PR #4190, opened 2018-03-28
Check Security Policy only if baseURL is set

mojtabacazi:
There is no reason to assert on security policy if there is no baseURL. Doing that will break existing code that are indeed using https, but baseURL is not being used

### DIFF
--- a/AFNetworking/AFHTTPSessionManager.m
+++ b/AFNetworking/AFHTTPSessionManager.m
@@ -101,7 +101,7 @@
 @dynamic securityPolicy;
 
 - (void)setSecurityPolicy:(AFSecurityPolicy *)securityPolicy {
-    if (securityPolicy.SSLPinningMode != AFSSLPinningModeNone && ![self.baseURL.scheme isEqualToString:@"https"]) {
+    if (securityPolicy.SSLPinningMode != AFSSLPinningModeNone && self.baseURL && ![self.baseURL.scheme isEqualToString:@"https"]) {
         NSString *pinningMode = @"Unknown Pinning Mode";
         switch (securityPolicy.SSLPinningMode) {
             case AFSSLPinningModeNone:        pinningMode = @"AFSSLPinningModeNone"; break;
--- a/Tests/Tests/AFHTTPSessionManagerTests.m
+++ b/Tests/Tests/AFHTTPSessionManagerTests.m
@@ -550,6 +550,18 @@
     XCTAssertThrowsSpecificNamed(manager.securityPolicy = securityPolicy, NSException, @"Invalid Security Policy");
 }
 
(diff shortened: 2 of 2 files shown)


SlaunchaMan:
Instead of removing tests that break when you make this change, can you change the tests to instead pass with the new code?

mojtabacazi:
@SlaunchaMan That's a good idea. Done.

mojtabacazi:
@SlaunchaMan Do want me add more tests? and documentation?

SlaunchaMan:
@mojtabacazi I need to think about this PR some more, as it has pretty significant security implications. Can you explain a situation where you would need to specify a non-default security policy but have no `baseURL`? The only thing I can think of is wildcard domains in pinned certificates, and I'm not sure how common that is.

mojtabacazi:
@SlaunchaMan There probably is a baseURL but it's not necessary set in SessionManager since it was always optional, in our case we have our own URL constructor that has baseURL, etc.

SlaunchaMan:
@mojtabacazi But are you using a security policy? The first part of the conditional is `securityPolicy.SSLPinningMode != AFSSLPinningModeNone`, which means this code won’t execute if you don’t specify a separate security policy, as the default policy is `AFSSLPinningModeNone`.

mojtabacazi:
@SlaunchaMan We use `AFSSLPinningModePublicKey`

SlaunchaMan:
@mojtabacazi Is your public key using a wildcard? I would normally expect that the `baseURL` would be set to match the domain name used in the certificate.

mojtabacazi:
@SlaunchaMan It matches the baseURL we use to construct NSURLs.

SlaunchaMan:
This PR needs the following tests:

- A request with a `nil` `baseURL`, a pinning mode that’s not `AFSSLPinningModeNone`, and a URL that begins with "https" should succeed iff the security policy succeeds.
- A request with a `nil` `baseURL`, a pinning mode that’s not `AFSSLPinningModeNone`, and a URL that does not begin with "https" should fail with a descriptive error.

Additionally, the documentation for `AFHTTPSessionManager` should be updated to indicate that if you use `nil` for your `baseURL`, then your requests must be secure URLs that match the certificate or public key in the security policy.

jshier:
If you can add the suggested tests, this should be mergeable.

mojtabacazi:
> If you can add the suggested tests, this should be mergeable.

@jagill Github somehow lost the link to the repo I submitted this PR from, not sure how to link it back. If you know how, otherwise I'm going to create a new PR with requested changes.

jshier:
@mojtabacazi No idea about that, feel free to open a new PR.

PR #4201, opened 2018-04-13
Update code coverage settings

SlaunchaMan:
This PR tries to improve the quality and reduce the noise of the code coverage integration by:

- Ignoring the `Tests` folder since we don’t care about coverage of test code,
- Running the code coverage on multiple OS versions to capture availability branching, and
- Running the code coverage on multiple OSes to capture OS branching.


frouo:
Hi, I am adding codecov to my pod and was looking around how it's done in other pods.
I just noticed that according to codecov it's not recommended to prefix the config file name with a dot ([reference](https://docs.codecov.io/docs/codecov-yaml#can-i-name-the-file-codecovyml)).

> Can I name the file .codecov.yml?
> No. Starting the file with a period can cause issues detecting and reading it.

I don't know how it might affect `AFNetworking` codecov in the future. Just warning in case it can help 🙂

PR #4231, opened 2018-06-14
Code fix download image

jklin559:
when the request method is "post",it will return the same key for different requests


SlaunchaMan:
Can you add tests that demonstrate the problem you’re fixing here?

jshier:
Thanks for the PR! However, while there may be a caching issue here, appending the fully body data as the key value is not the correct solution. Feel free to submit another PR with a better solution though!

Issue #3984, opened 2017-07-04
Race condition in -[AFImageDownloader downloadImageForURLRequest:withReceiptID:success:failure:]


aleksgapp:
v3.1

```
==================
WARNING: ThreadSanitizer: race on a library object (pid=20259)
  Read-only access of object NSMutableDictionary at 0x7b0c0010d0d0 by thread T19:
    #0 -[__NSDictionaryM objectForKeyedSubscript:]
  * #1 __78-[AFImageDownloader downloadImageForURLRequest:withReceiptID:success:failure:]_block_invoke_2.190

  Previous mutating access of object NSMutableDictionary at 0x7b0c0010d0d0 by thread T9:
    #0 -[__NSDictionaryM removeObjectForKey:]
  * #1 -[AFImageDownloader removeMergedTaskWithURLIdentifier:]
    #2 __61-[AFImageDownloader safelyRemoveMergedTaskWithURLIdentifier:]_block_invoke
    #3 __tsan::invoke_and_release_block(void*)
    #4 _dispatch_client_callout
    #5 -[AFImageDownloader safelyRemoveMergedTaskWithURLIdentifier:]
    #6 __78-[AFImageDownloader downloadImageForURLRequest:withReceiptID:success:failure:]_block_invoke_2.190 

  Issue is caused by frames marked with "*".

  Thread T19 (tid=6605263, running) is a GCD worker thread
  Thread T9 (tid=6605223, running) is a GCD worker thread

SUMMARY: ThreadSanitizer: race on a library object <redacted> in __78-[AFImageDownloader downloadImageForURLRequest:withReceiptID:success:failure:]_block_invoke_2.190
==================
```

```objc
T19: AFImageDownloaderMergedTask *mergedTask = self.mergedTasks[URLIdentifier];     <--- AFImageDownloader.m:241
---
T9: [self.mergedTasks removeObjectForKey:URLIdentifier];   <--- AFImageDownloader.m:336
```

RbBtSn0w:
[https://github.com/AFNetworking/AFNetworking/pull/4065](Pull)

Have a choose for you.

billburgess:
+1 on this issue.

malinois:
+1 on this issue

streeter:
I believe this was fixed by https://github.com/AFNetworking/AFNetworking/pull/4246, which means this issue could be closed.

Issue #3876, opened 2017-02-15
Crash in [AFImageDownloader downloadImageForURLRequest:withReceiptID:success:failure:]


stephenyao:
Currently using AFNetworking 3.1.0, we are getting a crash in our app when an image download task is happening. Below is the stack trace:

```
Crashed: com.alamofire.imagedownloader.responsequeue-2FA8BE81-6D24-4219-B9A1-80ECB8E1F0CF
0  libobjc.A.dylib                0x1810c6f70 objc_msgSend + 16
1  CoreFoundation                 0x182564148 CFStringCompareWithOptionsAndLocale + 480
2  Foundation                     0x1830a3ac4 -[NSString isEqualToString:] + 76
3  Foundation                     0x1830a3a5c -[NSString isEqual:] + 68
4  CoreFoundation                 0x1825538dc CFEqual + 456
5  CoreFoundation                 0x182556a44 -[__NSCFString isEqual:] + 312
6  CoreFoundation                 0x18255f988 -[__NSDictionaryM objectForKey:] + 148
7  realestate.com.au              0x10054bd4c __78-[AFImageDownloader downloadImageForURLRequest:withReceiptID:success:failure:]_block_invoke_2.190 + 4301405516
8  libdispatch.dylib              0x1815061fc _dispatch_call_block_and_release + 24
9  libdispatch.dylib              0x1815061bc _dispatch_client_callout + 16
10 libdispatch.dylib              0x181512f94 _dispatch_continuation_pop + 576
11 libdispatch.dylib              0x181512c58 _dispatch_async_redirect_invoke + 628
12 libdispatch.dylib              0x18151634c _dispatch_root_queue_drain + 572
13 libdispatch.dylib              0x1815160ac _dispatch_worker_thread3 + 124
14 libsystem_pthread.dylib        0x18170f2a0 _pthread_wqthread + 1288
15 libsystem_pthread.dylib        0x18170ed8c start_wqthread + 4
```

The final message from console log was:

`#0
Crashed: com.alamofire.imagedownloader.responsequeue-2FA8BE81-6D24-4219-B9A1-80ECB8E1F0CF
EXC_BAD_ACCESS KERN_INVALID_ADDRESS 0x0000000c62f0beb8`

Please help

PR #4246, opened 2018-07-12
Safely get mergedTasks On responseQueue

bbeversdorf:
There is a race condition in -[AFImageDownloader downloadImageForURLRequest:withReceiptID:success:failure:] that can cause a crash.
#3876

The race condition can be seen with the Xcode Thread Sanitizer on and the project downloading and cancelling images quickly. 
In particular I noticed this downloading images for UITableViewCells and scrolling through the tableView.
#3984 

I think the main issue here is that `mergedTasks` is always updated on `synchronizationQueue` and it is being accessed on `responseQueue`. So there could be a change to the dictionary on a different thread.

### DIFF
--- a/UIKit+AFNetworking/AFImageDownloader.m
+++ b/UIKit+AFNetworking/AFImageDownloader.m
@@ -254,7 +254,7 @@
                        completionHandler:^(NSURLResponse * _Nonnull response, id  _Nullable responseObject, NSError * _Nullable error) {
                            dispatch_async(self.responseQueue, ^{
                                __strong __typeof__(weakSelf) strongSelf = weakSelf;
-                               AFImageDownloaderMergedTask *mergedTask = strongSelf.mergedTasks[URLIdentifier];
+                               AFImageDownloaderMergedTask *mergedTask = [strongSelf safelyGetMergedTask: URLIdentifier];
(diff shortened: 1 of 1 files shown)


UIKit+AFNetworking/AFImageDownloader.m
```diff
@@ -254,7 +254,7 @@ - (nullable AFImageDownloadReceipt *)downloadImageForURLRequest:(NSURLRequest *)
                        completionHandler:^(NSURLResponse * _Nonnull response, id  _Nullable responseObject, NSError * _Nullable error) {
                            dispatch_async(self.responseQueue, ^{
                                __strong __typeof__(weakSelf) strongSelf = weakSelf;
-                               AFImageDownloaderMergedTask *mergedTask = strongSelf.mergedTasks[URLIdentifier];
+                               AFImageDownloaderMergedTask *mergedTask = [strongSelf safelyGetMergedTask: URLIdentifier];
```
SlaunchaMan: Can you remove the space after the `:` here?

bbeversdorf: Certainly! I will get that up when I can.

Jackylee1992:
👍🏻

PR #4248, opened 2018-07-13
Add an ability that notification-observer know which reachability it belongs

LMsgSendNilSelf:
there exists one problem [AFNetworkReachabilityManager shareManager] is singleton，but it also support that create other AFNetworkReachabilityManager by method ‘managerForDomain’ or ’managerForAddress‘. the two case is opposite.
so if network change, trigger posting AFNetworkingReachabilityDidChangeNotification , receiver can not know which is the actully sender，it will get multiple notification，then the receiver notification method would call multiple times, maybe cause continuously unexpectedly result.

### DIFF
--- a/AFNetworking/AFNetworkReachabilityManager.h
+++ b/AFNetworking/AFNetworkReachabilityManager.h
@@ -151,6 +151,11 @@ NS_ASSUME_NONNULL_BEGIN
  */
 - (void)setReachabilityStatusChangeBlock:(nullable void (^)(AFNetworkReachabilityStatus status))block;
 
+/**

***

**AIM OF THE TASK**
How many lines in the entries above hold the word "help"? Reply with the number by itself.

**RESULT OF THIS EXERCISE**
2